What ever you do don't be tempted to bring a car into the south from the north because as the north is not recognized by the south the paper work cannot be completed and you finish up with an illegal import.

Dave.


----------



## Veronica (Apr 5, 2008)

Take a look at this post

http://www.expatforum.com/expats/cyprus-expat-forum-expats-living-cyprus/82127-ferry-update.html


----------



## recycle (Jul 6, 2011)

Pam n Dave said:


> What ever you do don't be tempted to bring a car into the south from the north because as the north is not recognized by the south the paper work cannot be completed and you finish up with an illegal import.


this is what cyprus goverment wants you to believe. since you can leave any port with a car from any EU country without passing thru customs or filling any forms makes no difference if you drive it from north. you can stil register it in cyprus with no problem. the only clue and advice is that the car the time you cross the check point from north to south is that the car is road legal (english tax. mot and insurance) have the v5 (or v5c) with you and the car be registered on your name. police and customs of the republic will propably stop you and check you but they can not stop you in any way and they know it. and if you check the european laws and derivatives, ports and airports in occupied north cyprus are legal entry points to republic of cyprus for any european citizen and for any one has prearrenged cyprus visa


----------



## Pam n Dave (Jun 11, 2007)

Hi Recycle, I think that you are probably correct but I have a friend who has brought a car in from the north and customs won't recognize it. They are being told that they must take it out of South and re-import it "correctly" before they will look at the paperwork which will allow it to be registered. 

If they don't do this within 6 months the threat is that the car will be impounded incurring storage charges etc.

If Lauramay wants to enjoy her self here it may be best to avoid this sort of situation.


----------



## recycle (Jul 6, 2011)

i have been told about people having problems at check point and also i know of a turkish registered car imported and registered in the south. if all the paperwork is present and in order there is no way to have any more problems than some lost minutes at the check point. you need 1. registration document on your name 2. valid road tax 3. valid insurance (north cyprus insurances are not valid in cyprus - green card is perfect) 4. visa free entry in cyprus (if you are from a country that needs visa even at the airport pre-arrange the visa). 

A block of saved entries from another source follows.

PR #129, opened 2016-07-11
Feature streams

tkrop:


pom.xml
```diff
@@ -59,6 +59,7 @@
 
     <modules>
         <module>riptide-core</module>
+        <module>riptide-stream</module>
```
whiskeysierra: Not lexicographically ordered /nitpick

riptide-stream/README.md
```diff
@@ -0,0 +1,26 @@
...
+        rest.get("/repos/{org}/{repo}/contributors", "zalando", "riptide")
+                .accept(MediaType.APPLICATION_JSON)
+                .dispatch(series(),
+                       on(SUCCESSFUL).call(streamOf(User.class),
+                               forEach(user -> println(user.login + " (" + user.contributions + ")"))))
+                .get();
+    }
+}
+
+The unique entry point for all specific methods is the (Streams)[src/main/java/org/zalando/riptide/stream/Streams.java] class. *Note:* The stream converter is an replacement to the default spring JSON converter that does not support streaming, and thus should be not registered together with it.
```
whiskeysierra: Links are done the other way around, parenthesis first and square brackets later.

riptide-stream/src/main/java/org/zalando/riptide/stream/StreamConverter.java
```diff
@@ -0,0 +1,79 @@
...
+
+    @Override
+    public boolean canRead(Class<?> clazz, MediaType mediaType) {
+        return this.canRead(clazz, null, mediaType);
+    }
+
+    @Override
+    public boolean canRead(Type type, Class<?> contextClass, MediaType mediaType) {
+        final JavaType javaType = getJavaType(type, contextClass);
+        if (Stream.class.isAssignableFrom(javaType.getRawClass())) {
```
whiskeysierra: Why not just:

```java
return Stream.class.isAssignableFrom(javaType.getRawClass())
        && super.canRead(javaType.containedType(0), contextClass, mediaType);
```

riptide-stream/src/main/java/org/zalando/riptide/stream/StreamConverter.java
```diff
@@ -0,0 +1,79 @@
...
+
+        JavaType javaType = getJavaType(type, contextClass);
+        try {
+            if (Stream.class.isAssignableFrom(javaType.getRawClass())) {
+                final JavaType containedType = javaType.containedType(0);
+                final InputStream stream = new StreamFilter(inputMessage.getBody());
+                final JsonParser parser = objectMapper.getFactory().createParser(stream);
+                return StreamSupport.stream(new StreamSpliterator<>(containedType, parser, objectMapper), false);
+            }
+            return objectMapper.readValue(inputMessage.getBody(), javaType);
```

if cyprus customs deny you entry in cyprus they ban you from the freedom of movement, mobility rights and the right to travel according to European laws and derivatives


----------



## lauramay (May 4, 2011)

Hi all

Thank you for the information. I think we will travel to italy and then get the ferry Salerno to Limassol. We would like to drive to Greece and go from there, but no companies are allowing car and passengers at the moment. If it wasn't a classic and just a 'normal' car we wouldn't be too bothered and prob just ship it and it's own. 

I've been in touch with the ferry company and will share prices (just so others have an idea of cost etc) this is for travelling in october this year.

Salerno to Limassol
2 people
October 2011
1 car (approx 4500/1725/1420 Length/width/height)

One way only.
Cabin inside with bunks: € 365 per person
Cabin inside with low beds: € 465 per person
Outside cabin: € 572 per person
Owners' suite: € 729 per person
Car: € 368


----------



## Guest (Jul 7, 2011)

lauramay said:


> Hi all
> 
> Thank you for the information. I think we will travel to italy and then get the ferry Salerno to Limassol. We would like to drive to Greece and go from there, but no companies are allowing car and passengers at the moment. If it wasn't a classic and just a 'normal' car we wouldn't be too bothered and prob just ship it and it's own.
> 
> ...


Hi!

Would be interesting to know what company that run the ferry from Salerno to Limassol.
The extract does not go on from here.